**Problem**:
Could each record be written out again exactly as it stands?

Saved entries
<<<<
PR #1012, opened 2019-11-15
Adding production device size as '2TB' for perf and scale testing

keesturam:
For all performance and scale testing, we will need to run the tests with the actual device size planned for OCS. i.e., 2TB. This PR adds a config to create devices with 2 TB. 

p.s., We are not updating production_device_size.yaml to 2 TB as running CI jobs (which are mostly functional tests) with 2TB OSDs would be an overkill.

### DIFF
--- a/conf/ocsci/production_device_size_e2e.yaml
+++ b/conf/ocsci/production_device_size_e2e.yaml
@@ -1,0 +1,5 @@
+---
+#This config file holds the disk size in GB for production.
+#This device size is to be used for all performance and scale testing.
+ENV_DATA:
+  device_size: '2048'


ramkiperiy:
Please resole DCO error.

petr-balogh:
@keesturam isn't time to change rather our whole production config: https://github.com/red-hat-storage/ocs-ci/blob/master/conf/ocsci/production_device_size.yaml  to have this size? Cause this config is automatically used in our jenkins jobs since this week so maybe we can directly update our production config @hnallurv @RazTamir thoughts?  Or do we want to keep running our jobs with 1 TB?

vasukulkarni:
@petr-balogh I think we talked about running only performance and scale testing with 2TB and using different config for those, since tier1 and other tests are not really utilizing the full disk size(there aren't tests). So things that use 2TB can be configured in jenkins to use this file instead of changing production.

petr-balogh:
> @petr-balogh I think we talked about running only performance and scale testing with 2TB and using different config for those, since tier1 and other tests are not really utilizing the full disk size(there aren't tests). So things that use 2TB can be configured in jenkins to use this file instead of changing production.

The product will officially support just 2 TB right? My point is that I wanted to avoid that we will have some bug opened and they will tell us that we didn't run against production config which should be 2 TB.  But if no need I am fine with this but we will need to utilize our jobs to take this config for performance and workload jobs.

vasukulkarni:
> > @petr-balogh I think we talked about running only performance and scale testing with 2TB and using different config for those, since tier1 and other tests are not really utilizing the full disk size(there aren't tests). So things that use 2TB can be configured in jenkins to use this file instead of changing production.
> 
> The product will officially support just 2 TB right? My point is that I wanted to avoid that we will have some bug opened and they will tell us that we didn't run against production config which should be 2 TB. But if no need I am fine with this but we will need to utilize our jobs to take this config for performance and workload jobs.

I think that is what we discussed not to have 2TB, if we see issues because of size we could merge it to same production file, Infact I am thinking 100G for tier1 is fine too and Daniel talked about that for jenkins job as well.

dahorak:
Initially, there were request to have even smaller disks for tests utilizing the whole capacity - to get it filled quicker and don't wait hours just for creating/copying the testing data... But of course, if it might affect the tests validity (because of unsupported sizes), we need to use the supported sizes and find other ways how to utilize them quicker...

vasukulkarni:
As is there is no harm with this PR, we can merge one more after our discussion on Wed/Thursday and combine this files.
>>>>
**The answer**:
PR #1012, opened 2019-11-15
Adding production device size as '2TB' for perf and scale testing

keesturam:
For all performance and scale testing, we will need to run the tests with the actual device size planned for OCS. i.e., 2TB. This PR adds a config to create devices with 2 TB. 

p.s., We are not updating production_device_size.yaml to 2 TB as running CI jobs (which are mostly functional tests) with 2TB OSDs would be an overkill.

### DIFF
--- a/conf/ocsci/production_device_size_e2e.yaml
+++ b/conf/ocsci/production_device_size_e2e.yaml
@@ -1,0 +1,5 @@
+---
+#This config file holds the disk size in GB for production.
+#This device size is to be used for all performance and scale testing.
+ENV_DATA:
+  device_size: '2048'


ramkiperiy:
Please resole DCO error.

petr-balogh:
@keesturam isn't time to change rather our whole production config: https://github.com/red-hat-storage/ocs-ci/blob/master/conf/ocsci/production_device_size.yaml  to have this size? Cause this config is automatically used in our jenkins jobs since this week so maybe we can directly update our production config @hnallurv @RazTamir thoughts?  Or do we want to keep running our jobs with 1 TB?

vasukulkarni:
@petr-balogh I think we talked about running only performance and scale testing with 2TB and using different config for those, since tier1 and other tests are not really utilizing the full disk size(there aren't tests). So things that use 2TB can be configured in jenkins to use this file instead of changing production.

petr-balogh:
> @petr-balogh I think we talked about running only performance and scale testing with 2TB and using different config for those, since tier1 and other tests are not really utilizing the full disk size(there aren't tests). So things that use 2TB can be configured in jenkins to use this file instead of changing production.

The product will officially support just 2 TB right? My point is that I wanted to avoid that we will have some bug opened and they will tell us that we didn't run against production config which should be 2 TB.  But if no need I am fine with this but we will need to utilize our jobs to take this config for performance and workload jobs.

vasukulkarni:
> > @petr-balogh I think we talked about running only performance and scale testing with 2TB and using different config for those, since tier1 and other tests are not really utilizing the full disk size(there aren't tests). So things that use 2TB can be configured in jenkins to use this file instead of changing production.
> 
> The product will officially support just 2 TB right? My point is that I wanted to avoid that we will have some bug opened and they will tell us that we didn't run against production config which should be 2 TB. But if no need I am fine with this but we will need to utilize our jobs to take this config for performance and workload jobs.

I think that is what we discussed not to have 2TB, if we see issues because of size we could merge it to same production file, Infact I am thinking 100G for tier1 is fine too and Daniel talked about that for jenkins job as well.

dahorak:
Initially, there were request to have even smaller disks for tests utilizing the whole capacity - to get it filled quicker and don't wait hours just for creating/copying the testing data... But of course, if it might affect the tests validity (because of unsupported sizes), we need to use the supported sizes and find other ways how to utilize them quicker...

vasukulkarni:
As is there is no harm with this PR, we can merge one more after our discussion on Wed/Thursday and combine this files.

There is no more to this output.